There is no Safe Harbour from U.S. Authorities
Privacy is a human right, and needs very clear legal protections. 'Safe Harbor' was clear as mud and placed privacy rights globally at risk.
Today's European Court of Justice decision should be no surprise for industry or governments. For over fifteen years the U.S. Government has resisted implementing basic and effective privacy law and created absurd stopgap measures because U.S. Congress is incapable of acting upon what consumers and citizens have long asked for. The fact over 100 countries across the world have implemented meaningful protections means that the U.S. Government is in the dark ages of protecting data.
Europe, to date, has bent over backwards to meet this ridiculous situation. The European Court of Justice finally stated what everyone knew all along: this is legally unacceptable, and even fails the essence of the rule of law.
The sky isn't falling upon U.S. industry because of this court decision. If indeed the sky is falling, it began fifteen years ago when industry and the Clinton administration conspired to do nothing to protect people, and then industry lobbied extensively to ensure they could mine away. The Court made clear today that the secret surveillance programmes that were then implemented made this situation even more untenable.
At the heart of this problem is that U.S. law discriminates between Americans and non-Americans. There are legal limits, though incredibly weak, on what the U.S. Government can do to U.S. persons but any non-American is fair game. There are no clear meaningful legal restrictions, and no right of redress for non-Americans. This legal black hole must come to an end.
Edward Snowden's revelations show that the U.S. cannot expect to continue to be the custodian of the world's information unless it strengthens its laws to protect our data. Americans deserve stronger protections, and so does everyone who transacts with American companies. Any modern economy must properly protect people's data. There is no surprise therefore that many individual U.S. states have taken important steps towards essential protections. Now it is time for the U.S. Government to go to work.
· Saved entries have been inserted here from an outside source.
PR #448, opened 2021-12-02
Add old samples back to the GitHub Public Samples Build

nums11:
This PR adds the below samples back to the GitHub Public Samples Build and includes fixes for their previous failures
 - MNIST Tutorial CS
 - MNIST UWP CS
 - FNSCandy UWP CS
 - MNIST UWP CPP

Notable fixes include
- NuGet package upgrade from 1.5.2 to latest for the MNIST UWP CS Sample
- Changing the release configuration name in the MNIST UPW CS Sample from 'Nuget' to 'NuGet' to be consistent with the Debug release configuration name

### DIFF
--- a/azure-pipelines-samples.yml
+++ b/azure-pipelines-samples.yml
@@ -134,65 +134,65 @@ jobs:
         createLogFile: true
       condition: and(succeededOrFailed(), eq(variables['BuildConfiguration'], 'Release'))
 
-    # - task: VSBuild@1
-    #   displayName: 'Build UI test solution Testing/**/SamplesTest.sln'
-    #   inputs:
-    #     solution: 'Testing/**/SamplesTest.sln'
-    #     vsVersion: "16.0"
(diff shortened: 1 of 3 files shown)


azure-pipelines-samples.yml
```diff
@@ -134,7 +134,65 @@ jobs:
         createLogFile: true
       condition: and(succeededOrFailed(), eq(variables['BuildConfiguration'], 'Release'))
 
-    # TODO: Add previously failing build tasks
+    - task: VSBuild@1
+      displayName: 'Build UI test solution Testing/**/SamplesTest.sln'
+      inputs:
+        solution: 'Testing/**/SamplesTest.sln'
```
martinb35, line 140: IIRC, this test was supposed to actually run MNIST and draw into the frame - does that still happen somewhere? It looks like this task builds the sample, but does it actually run the samplesTest app somewhere?

nums11: I think it just builds. This was the same task that was there previously; the only change I made was the addition of ' /t:Restore,Clean,Build' to the end of the msbuildArgs.

Maybe there was a task to actually run it in a different pipeline? You can see what the task looked like before I removed it [here](https://github.com/microsoft/Windows-Machine-Learning/pull/422/files#diff-2d5f7450f4896cae0a954e6d1e85749d2815aa90b4edb7fb9ddf110aadf65d54L71).

martinb35 (approved):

First, the U.S. must now create a comprehensive privacy law. That law has to effectively regulate both government and industry. That law should protect the data of all people, regardless of nationality. Second, it can ratify the Council of Europe Convention 108 on data protection, in accordance with demands from consumer protection groups across the U.S., and it would go some way to proving that the new law meets global standards to enable data flows. Good privacy and data protection laws are an economic driver, and encourage personal information transfers between countries.
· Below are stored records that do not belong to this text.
PR #467, opened 2022-03-11
Remove Windows-Machine-Learning SampleSharedLib's dependency on BatchSupport sample project

JingqiaoFu:
Remove Windows-Machine-Learning SampleSharedLib's dependency on BatchSupport sample project

### DIFF
--- a/Samples/BatchSupport/BatchSupport/BatchSupport.vcxproj
+++ b/Samples/BatchSupport/BatchSupport/BatchSupport.vcxproj
@@ -44,7 +44,7 @@
   </ItemGroup>
   <PropertyGroup Label="Configuration">
     <ConfigurationType>Application</ConfigurationType>
-    <PlatformToolset>v143</PlatformToolset>
+    <PlatformToolset>v140</PlatformToolset>
     <PlatformToolset Condition="'$(VisualStudioVersion)' == '15.0'">v141</PlatformToolset>
     <PlatformToolset Condition="'$(VisualStudioVersion)' == '16.0'">v142</PlatformToolset>
     <CharacterSet>Unicode</CharacterSet>
--- a/Samples/BatchSupport/BatchSupport/BatchSupport.vcxproj
+++ b/Samples/BatchSupport/BatchSupport/BatchSupport.vcxproj
@@ -44,7 +44,7 @@
   </ItemGroup>
   <PropertyGroup Label="Configuration">
     <ConfigurationType>Application</ConfigurationType>
-    <PlatformToolset>v140</PlatformToolset>
+    <PlatformToolset>v143</PlatformToolset>
     <PlatformToolset Condition="'$(VisualStudioVersion)' == '15.0'">v141</PlatformToolset>
     <PlatformToolset Condition="'$(VisualStudioVersion)' == '16.0'">v142</PlatformToolset>
     <CharacterSet>Unicode</CharacterSet>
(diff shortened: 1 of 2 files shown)


ryanlai2 (dismissed):

linnealovespie:
I think there's some sort of constant circular dependency going on with the samplesSharedLib. Updating SampleSharedLib.vcxproj does successfully remove the dependency, but when I go to build the BatchSupport solution, I get a build error saying that the SamplesSharedLib project can't build with the error: "This project references NuGet package(s) that are missing on this computer.... The missing file is **..\packages\Microsoft.Windows.CppWinRT.2.0.220131.2\build\native\Microsoft.Windows.CppWinRT.props**", even though it's clearly in SamplesSharedLib.vcxproj as seen in this change. 

The only way I've found to get BatchSupport to build is to manually delete these references in SamplesSharedLib.vcxproj, then install the cppwinrt nuget package into BatchSupport the solution itself, thus creating SamplesSharedLib's original dependency on BatchSupport. 

There may be a better way that I don't know about to fix this build issue without re-introducing SamplesSharedLib's dependency on BatchSupport. But if there isn't I suppose we make SamplesSharedLib into just a collection of include-able headers instead of a separate project.

linnealovespie:
I can build BatchSupport now, but I haven't figured out yet why I get the following error when trying to build CustomTensorzation (the other sample that uses SamplesSharedLib): 
LNK2038	mismatch detected for 'C++/WinRT version': value '2.0.201201.7' doesn't match value '2.0.220131.2' in main.obj ..\Samples\CustomTensorization\CustomTensorization\SampleSharedLib.lib(FileHelper.obj)

JingqiaoFu:
> I can build BatchSupport now, but I haven't figured out yet why I get the following error when trying to build CustomTensorzation (the other sample that uses SamplesSharedLib): LNK2038 mismatch detected for 'C++/WinRT version': value '2.0.201201.7' doesn't match value '2.0.220131.2' in main.obj ..\Samples\CustomTensorization\CustomTensorization\SampleSharedLib.lib(FileHelper.obj)

That's really odd, I searched the entire repo for 201201 but found nothing, did you try cleanup build?

linnealovespie:
> That's really odd, I searched the entire repo for 201201 but found nothing, did you try cleanup build?

I did, but it doesn't seem to help. Do you get this error? It could just be something with my local build.

Samples/BatchSupport/BatchSupport/BatchSupport.vcxproj
```diff
@@ -1,199 +1,199 @@
...
-      <Platform>x64</Platform>
-    </ProjectConfiguration>
-    <ProjectConfiguration Include="Release|x64">
-      <Configuration>Release</Configuration>
-      <Platform>x64</Platform>
-    </ProjectConfiguration>
-  </ItemGroup>
-  <PropertyGroup Label="Configuration">
-    <ConfigurationType>Application</ConfigurationType>
-    <PlatformToolset>v140</PlatformToolset>
```
linnealovespie, line 47: OK the linker error I was having seems to be related to not updating platform toolsets to the same version across projects, but it builds once I update them correctly. Is there a reason why BatchSupport is set to the VS2015 toolset? Because all the other projects seem to be VS2019/v141 or above.

JingqiaoFu: No reason for sticking with v140, if that solves your issue, I will upgrade it

JingqiaoFu: Can you list all the projects that you had to upgrade from v140? Want to make sure nothing was missed.

linnealovespie (approved):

Significantly, this decision puts the onus on the U.S. Government to further reform the laws regulating surveillance. The Court significantly found that access on a generalised basis to the content of communications by U.S. authorities compromises the essence of the fundamental right to privacy.
In the meantime, the data may continue to flow to U.S. companies under model contracts that strictly govern how data is processed but the data will remain at risk of access by the U.S. authorities. This court decision puts an end to the pretense created by the European Commission of the transfer being under a legal regime that is somehow 'safe'. Safe Harbour's illusion, that created a pool of data that was then accessible by U.S. agencies with little restraint in law, is at long last, no more.